Problem: Predict the remainder when 11111...(100 ones) is divided by 1111111

Question

this very same problem appeared in a different thread but the questions was slightly different. In my case, I'm looking precisely for the answer.

This is how I solved it, I only need confirmation of whether this actually is correct:

So I assumed that 1111... (100 ones) is going to be exactly divided by 1111111 (7 ones) 14 times (100/7 = 14). Hence, if 14 times 7 equals 98 '1's, then the remainder is 2 '1's.

Thanks.

Answer 1

Yes, this is a perfectly sound reasoning.
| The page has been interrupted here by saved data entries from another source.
PR #1225, opened 2026-09-02
perf(rust/sedona-functions): replace ST_Collect_Agg's per-group hash sets with the type/dimension bitset

james-willis:
## What this PR does

`ST_Collect_Agg`'s `Accumulator::size()` under-reported memory: it counted `size_of::<CollectionAccumulator>() + item.capacity()` but omitted the heap of `unique_geometry_types: HashSet<GeometryTypeId>` and `unique_dimensions: HashSet<Dimensions>` (~100 bytes/group on first insert, measured). Since a UDAF accumulator is instantiated per group, a high-cardinality `GROUP BY` hides ~100 bytes/group from the memory pool — on SpatialBench Q5 at sf=10 (10M+ groups, 12 GiB container, 7.73 GB fair pool) the query peaked at 9.55 GB anon with **zero spills and no `ResourcesExhausted`**, so survival was luck rather than the pool's decision.

This replaces both HashSets with the existing `GeometryTypeAndDimensionsSet` u32 bitset (`rust/sedona-geometry/src/types.rs`):

- `size()` becomes exact with no extra terms;
- two heap allocations per group disappear (~170 bytes/group; multiple GB at sf=10 group counts);
- the per-row `convert_to_state` path (used when skip-partial-aggregation engages at high cardinality) sheds two malloc/free pairs per row.

## Notes

- **State**: the accumulator's intermediate state is the raw bitset `u32` (a single `Int64` column) and `merge_batch` is a bitwise OR. (Earlier revisions kept the pre-bitset JSON wire format; dropped per review, since aggregate intermediate state is ephemeral within a query execution and never persisted or merged across versions.)
- **Semantics**: uses `insert()`, not `insert_or_ignore()`, so a mixed/unknown-dimension group errors rather than silently emitting an XY header. A mixed-dimensions test is included.

## Testing

Full `sedona-functions` and `sedona-geometry` suites green. End-to-end memory validation on our deployment is in progress (with exact accounting, a ~500 MB collect under a 512 MiB pool must now spill or `ResourcesExhausted` instead of silently overrunning RSS); will report here.

## Follow-ups (not in this PR)

- DataFusion `GroupsAccumulatorAdapter`: per-group `indices` Vec capacity never enters `allocation_bytes`, plus a small inline double-count — to be proposed upstream separately.
- A native `GroupsAccumulator` for `ST_Collect_Agg` (shared buffer + per-group offsets) to remove the remaining per-group adapter overhead and re-enable partial aggregation.
- `ItemCrsAccumulator` has the same class of gap (per-group `crs: Option<String>` uncounted).

### DIFF
--- a/rust/sedona-functions/src/st_collect_agg.rs
+++ b/rust/sedona-functions/src/st_collect_agg.rs
@@ -22,7 +22,7 @@ use arrow_schema::{DataType, Field, FieldRef};
 use datafusion_common::{
     cast::{as_binary_array, as_int64_array, as_string_array},
     error::{DataFusionError, Result},
-    exec_err, HashSet, ScalarValue,
+    exec_err, ScalarValue,
 };
 use datafusion_expr::{Accumulator, ColumnarValue, Volatility};
 use geo_traits::Dimensions;
@@ -32,7 +32,7 @@ use sedona_expr::{
     item_crs::ItemCrsSedonaAccumulator,
 };
 use sedona_geometry::{
-    types::{GeometryTypeAndDimensions, GeometryTypeId},
+    types::{GeometryTypeAndDimensions, GeometryTypeAndDimensionsSet, GeometryTypeId},
     wkb_factory::{
         write_wkb_geometrycollection_header, write_wkb_multilinestring_header,
         write_wkb_multipoint_header, write_wkb_multipolygon_header,
@@ -97,8 +97,7 @@ impl SedonaAccumulator for STCollectAggr {
 #[derive(Debug)]
 struct CollectionAccumulator {
     input_type: SedonaType,
-    unique_geometry_types: HashSet<GeometryTypeId>,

You can also express it as

$$ 100000010000001\cdots1000000100\cdot 1111111 + 11 = \underbrace{111\cdots111}_{100\text{ ones}} $$

Answer 2

Yes, it is correct. If you envision setting up the long division, the first subtraction strips off the first seven $1$s, the next strips the next seven, and so on.

Answer 3

Mod $10^7-1: 10^7\equiv1\implies10^{98}\equiv1\implies10^{100}\equiv100\implies10^{100}-1\equiv99.$

I.e., $10^7-1|(10^{100}-1)-99\implies \dfrac{10^7-1}9|\dfrac{10^{100}-1}9-\color{blue}{11}$

Answer 4

The first seven $1$'s gives you a multiple of $1111111$, same for the next seven, etc. Since $100 = 14 \cdot 7 + 2$ after removing $14$ groups of seven $1$'s you are left with two: the remainder is $11$.